The line count for "include" is all that is needed: say how many lines in the listing below contain it.

───

PR #1208, opened 2024-06-28
uncompressed: generic compression decode support

bradh:
This is from the draft Amendment 2 for ISO/IEC 23001-17. It re-uses and generalises the existing zlib support (from header compression), and adds an optional dependency on Brotli.

This version replaces #1194. 

Feedback on the approach and internal API changes would be appreciated.

I still have some work to do on this:

  - [x] decode row compression
  - [x] decode pixel compression (needs test data)
  - [x] icbr byte ranges (needs test data)
  - [x] some unit tests

There is no encoding support for this yet, and we'd likely need some kind of configuration option to specify that. It seems a bit premature given where the draft is up to.


farindk:
Looks good to me.

Let me know whether I should merge this now or wait until you have added the missing parts.

bradh:
Not yet. I think I'd like to handle the decompression earlier (in the same way we handle compressed metadata).

This approach was fine for the case where the whole file is compressed, but turns out to be hard for the `icbr` ranges case, since the codec isn't really working at the `mdat` extent range level.

bradh:
I think this is going to fail CIFuzz until https://github.com/google/oss-fuzz/pull/12165 is merged

libheif/CMakeLists.txt
```diff
@@ -133,12 +134,22 @@ else ()
     message("Not compiling 'libsharpyuv'")
 endif ()
 
-if (WITH_DEFLATE_HEADER_COMPRESSION)
+if (WITH_DEFLATE_HEADER_COMPRESSION OR WITH_UNCOMPRESSED_CODEC)
     find_package(ZLIB REQUIRED)
     target_link_libraries(heif PRIVATE ZLIB::ZLIB)
+    target_compile_definitions(heif PRIVATE WITH_ZLIB_COMPRESSION=1)
```
farindk, line 140: Could we rename this to `HAVE_ZLIB` to be consistent with `HAVE_BROTLI` ?
We could even make zlib optional like brotli.

libheif/codecs/uncompressed_box.cc
```diff
@@ -361,3 +361,91 @@ Error Box_uncC::write(StreamWriter& writer) const
 
   return Error::Ok;
 }
+
+
+Error Box_cmpC::parse(BitstreamRange& range)
+{
+  parse_full_box_header(range);
```
farindk, line 368: We could add a version check like here: https://github.com/strukturag/libheif/commit/2de879aadb52c7d2f661c0067faa6b853330a9f1

libheif/compression.h
```diff
@@ -17,17 +17,28 @@
...
 
 #include <vector>
 #include <cinttypes>
 #include <cstddef>
 
-#if WITH_DEFLATE_HEADER_COMPRESSION
+#include <error.h>
+
+#if WITH_ZLIB_COMPRESSION
 std::vector<uint8_t> deflate(const uint8_t* input, size_t size);
```
farindk, line 30: Maybe `deflate_zlib` for consistency.

libheif/compression.h
```diff
@@ -17,17 +17,28 @@
...
 
-std::vector<uint8_t> inflate(const std::vector<uint8_t>&);
+Error inflate_zlib(const std::vector<uint8_t>&compressed_input, std::vector<uint8_t> *output);
+
+Error inflate_deflate(const std::vector<uint8_t>&, std::vector<uint8_t> *output);
```
farindk, line 34: Funny name. What does this do?

libheif/compression.h
farindk, line 30: Maybe `deflate_zlib` for consistency.

libheif/compression.h
bradh: zlib can be run in "zlib" (RFC 1951) or "deflate" (RFC 1950) header modes. There doesn't appear to be a way to say "just deal with both" on decode (i.e. when inflating compressed data).

So we had deflate() and inflate(). I extended the API to handle the inflate() options for both deflate compression and zlib compression, based on the configured compression from the `cmpC` box. That got put into the name - its the inflate process for the deflate compression mode.

Possibly inflate_defl(), to match the 4CC code? The downside to that is that the compression / decompression code is really independent from the 23001-17 Amd 2 process. inflate_rfc1950() but that is a bit obscure too.

libheif/codecs/uncompressed_box.cc
```diff
@@ -361,3 +361,91 @@ Error Box_uncC::write(StreamWriter& writer) const
...
+
+  prepend_header(writer, box_start);
+
+  return Error::Ok;
+}
+
+
+Error Box_icbr::parse(BitstreamRange& range)
+{
+  parse_full_box_header(range);
```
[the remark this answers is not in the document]
bradh: Fixed.

libheif/codecs/uncompressed_box.cc
bradh: Fixed.

libheif/CMakeLists.txt
bradh: Fixed.

libheif/compression.h
farindk: Yes, I would also prefer `compress_deflate`, `decompress_deflate`, `decompress_brotli` ...

farindk: I'll do the renaming after the merge.

bradh: Thanks Dirk.

PR #1211, opened 2024-06-30
Other image pixel data-types

farindk:
@bradh
These are the changes to add new image data-types.
The concept for the public API is this:
- we have more (custom) `heif_channel`s, with the numbers `heif_channel_other_first` to `heif_channel_other_last`. If we later have specific channel names, we can also introduce `heif_channel` IDs for that, but I think it is difficult because, e.g., IR could be different kinds of IR.
- there is a new `heif_channel_datatype` enum to differentiate between integer, float, complex. The actual number of bits is stored in the existing bit-depth value. For complex, this is the total bit-depth, e.g. 128 for 2x64 bit floats. (I'm not completely sure yet whether this makes sense or it would be better to use the bit-depth per component. This is somehow different to how 'interleaved' is handled, but on the other hand, I can imaging that there are complex data-types like complex with 64bit magnitude and 16bit phase, thus a total bit-depth might make more sense).
- These special channels can be stored together with the visual data in an image. If we have an image that has no visual data, we set its colorspace to `heif_colorspace_nonvisual`.

This is WIP, comments welcome.

You should be able to add planes with these new datatypes to a `HeifPixelImage` now, but expect that not everything is working yet and public API is incomplete.
I'm probably also going to rename 'plane' to 'channel' to have a consistent naming scheme (see `heif_channel`).
Hence, the name to add a channel is now `HeifPixelImage::add_channel`, replacing the older `HeifPixelImage::add_plane`.


bradh:
> * we have more (custom) `heif_channel`s, with the numbers `heif_channel_other_first` to `heif_channel_other_last`.

I think this approach is OK. I would like to see a much bigger range though (a few thousand maybe), because hyperspectral data often has hundreds of bands. See https://www.usgs.gov/centers/eros/science/usgs-eros-archive-earth-observing-one-eo-1-hyperion for an older example that I'm planning to do as a sample (since we have NITF data for it), and there is commercial imagery claiming 500+ bands.

It would probably be useful to add a label (or maybe an identifier and a human readable label) for each band. I may have missed that in the API.

farindk:
Extended it to 3000 channels. Do you think that is future proof?

I do not completely foresee the consequences it has when we increase the maximum. AFAIK, the enum type is an integer type guaranteed to hold all values specified in it. I.e. if we increase the maximum, the integer type may change and break backwards compatibility. However, I think we should be safe until 32bit signed.

I've also thought about making the channel ID an `uint32_t`, but that would require changing/duplicating all API. I would like to avoid that at least for the moment.

> It would probably be useful to add a label (or maybe an identifier and a human readable label) for each band. I may have missed that in the API.

Definitely. I just omitted that until we have some input on how these could look like. In a previous draft of 23001-17, there was a small list of special IDs, but it has been removed, as far as I can see. It is probably also not the best approach. We could also adopt a naming scheme that is already in use (maybe you have some info about that). Or, we could define our own channel metadata. That would need some investigation about the requirements first. (Maybe the sensor sensitivity distribution over the frequency spectrum?)

PR #1219, opened 2024-07-04
CI: Enable more codecs when compiling on Windows.

fancycode:


fancycode:
@farindk this improves build coverage on Windows and fixes the always failing arm64 builds there due to the missing x265 in vcpkg.

farindk:
thank you

PR #1221, opened 2024-07-04
aom: Use all available CPUs for encoding by default.

### LINKED ISSUE #1212: Number of threads for AOM encoder limited
The AOM encoder currently defaults to 4 threads and limits to 16 threads:
https://github.com/strukturag/libheif/blob/ddb541afdbe8dadfada4536077b8e4af1bb34b5e/libheif/plugins/encoder_aom.cc#L237-L246

Is there a reason for exactly these values or could we default to "number of cpu threads" and limit to a higher value for systems with more than 16 cores?

CC @wantehchang

fancycode:
Fixes #1212

### DIFF
--- a/libheif/plugins/encoder_aom.cc
+++ b/libheif/plugins/encoder_aom.cc
@@ -26,6 +26,7 @@
 #include <cassert>
 #include <vector>
 #include <string>
+#include <thread>
 #include <memory>
 #include "encoder_aom.h"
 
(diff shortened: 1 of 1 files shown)


libheif/plugins/encoder_aom.cc
```diff
@@ -237,7 +238,12 @@ static void aom_init_parameters()
   p->version = 2;
   p->name = kParam_threads;
   p->type = heif_encoder_parameter_type_integer;
-  p->integer.default_value = 4;
+  unsigned int threads = std::thread::hardware_concurrency();
+  if (threads == 0) {
+    // Could not autodetect, use previous default value.
+    threads = 4;
+  }
+  p->integer.default_value = threads;
```
wantehchang, line 246: We should make sure `p->integer.default_value <= p->integer.maximum`. A computer may have more than 64 processor cores.

farindk: Thank you, good catch. I have corrected this.

wantehchang: Great! The new code looks good to me.

PR #1222, opened 2024-07-04
Fix filename in fuzzing corpus so it gets parsed during regression testing

fancycode:
Follow-up to #1204


fancycode:
See https://github.com/strukturag/libheif/commit/29bc4c32514b1fc720b29dc1b0ac6cea4f7bf2b5#commitcomment-143843141

libheif/context.cc
```diff
@@ -609,6 +609,17 @@ Error HeifContext::interpret_heif_file()
...
+          std::stringstream sstr;
+          sstr << "Image size " << width << "x" << height << " exceeds the maximum image size "
+                << m_maximum_image_size_limit << "\n";
+
+          return Error(heif_error_Memory_allocation_error,
+                        heif_suberror_Security_limit_exceeded,
+                        sstr.str());
+        }
+
         image->set_resolution(width, height);
```
farindk, line 623: Simpler fix would be to set the argument type for `set_resolution()` to `uint32_t`. It is `uint32_t` internally anyway.

fancycode: Ok, but it's returned as `int` in the getters and I didn't want to introduce any potential other errors by changing the type in various places.
https://github.com/strukturag/libheif/blob/e42b01f3b46eb02545b0ddeff4368d3dd3bdb430/libheif/context.h#L117-L119

Also it's returned as `int` in the public API:
https://github.com/strukturag/libheif/blob/e42b01f3b46eb02545b0ddeff4368d3dd3bdb430/libheif/api/libheif/heif.cc#L804
https://github.com/strukturag/libheif/blob/e42b01f3b46eb02545b0ddeff4368d3dd3bdb430/libheif/api/libheif/heif.cc#L815

farindk: Ok, makes sense.

PR #1227, opened 2024-07-07
Added patch to check that overlay's offsets are valid

flyyee:


libheif/pixelimage.cc
```diff
@@ -829,6 +829,26 @@ Error HeifPixelImage::overlay(std::shared_ptr<HeifPixelImage>& overlay, int dx,
                    "Overlay image outside of left or top canvas border");
     }
 
+    // verify that the destination points are within the bounds of the image's dimensions
+    if (out_x0 < 0 ||
+        out_x0 > out_w ||
+        out_y0 < 0 ||
+        out_y0 > out_h) {
```
farindk, line 836: I think all the checks against out_w, out_h, in_w, in_h should be >=.

farindk:
Thank you for the report and fix.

───

SOLUTION FOR THIS TASK
10